PR #97, opened 2015-12-04
[WIP] CLArray <: AbstractArray

dfdx:
One little, but important part of array interface.

PR #98, opened 2015-12-07
make CLArray <: AbstractArray

nstiurca:
Based on @dfdx's idea in PR #97, but the tests pass now (at least locally on my machine).

### DIFF
--- a/src/array.jl
+++ b/src/array.jl
@@ -1,5 +1,5 @@
 
-type CLArray{T,N} <: CLObject
+type CLArray{T,N} <: AbstractArray{T,N}
     ctx::Context
     queue::CmdQueue
     buffer::Buffer{T}
@@ -32,6 +32,8 @@ end
 
 Base.copy(A::CLArray; ctx=A.ctx, queue=A.queue, buffer=A.buffer, size=A.size) =
     CLArray(ctx, queue, buffer, size)
+Base.copy!{T}(dest::Array{T}, src::CLArray{T}; queue=src.queue)  = copy!(queue, dest, src.buffer)
+Base.copy!{T}(dest::CLArray{T}, src::Array{T}; queue=dest.queue) = copy!(queue, dest.buffer, src)
 function Base.deepcopy{T,N}(A::CLArray{T,N})
     new_buf = Buffer(T, A.ctx, prod(A.size))
     copy!(A.queue, new_buf, A.buffer)
@@ -71,10 +73,11 @@ Base.ndims(A::CLArray) = length(size(A))
 Base.length(A::CLArray) = prod(size(A))
 Base.(:(==))(A:: CLArray, B:: CLArray) =
     buffer(A) == buffer(B) && size(A) == size(B)
-Base.reshape(A::CLArray, dims...) = begin
+Base.reshape(A::CLArray, dims::Tuple{Vararg{Int}}) = begin
     @assert prod(dims) == prod(size(A))
     return copy(A, size=dims)
 end
+Base.reshape(A::CLArray, dims::Int...) = reshape(A, dims)
 
 ##  show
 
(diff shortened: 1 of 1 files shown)


nstiurca:
Hmm, it looks like there might be an issue with Travis on Linux? I don't think it's anything to do with my PR though since the script is failing on `apt-get`.

vchuravy:
I will look into the travis issue later today/tomorrow.

vchuravy:
Can you rebase after #99 has gone through?

jakebolewski:
Although this is desirable, it seems like there are too many performance pitfalls for `AbstractArray` fallbacks in base.  Have you not run into these issues?

vchuravy:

- - -

WHAT TO PRODUCE ▸
Please output exactly the lines between the one holding "make CLArray <: AbstractArray" and the one holding "copy!(queue, dest, src.buffer)" in the records above, inclusive, and nothing more.

WRITTEN REPLY ▸
make CLArray <: AbstractArray

nstiurca:
Based on @dfdx's idea in PR #97, but the tests pass now (at least locally on my machine).

### DIFF
--- a/src/array.jl
+++ b/src/array.jl
@@ -1,5 +1,5 @@
 
-type CLArray{T,N} <: CLObject
+type CLArray{T,N} <: AbstractArray{T,N}
     ctx::Context
     queue::CmdQueue
     buffer::Buffer{T}
@@ -32,6 +32,8 @@ end
 
 Base.copy(A::CLArray; ctx=A.ctx, queue=A.queue, buffer=A.buffer, size=A.size) =
     CLArray(ctx, queue, buffer, size)
+Base.copy!{T}(dest::Array{T}, src::CLArray{T}; queue=src.queue)  = copy!(queue, dest, src.buffer)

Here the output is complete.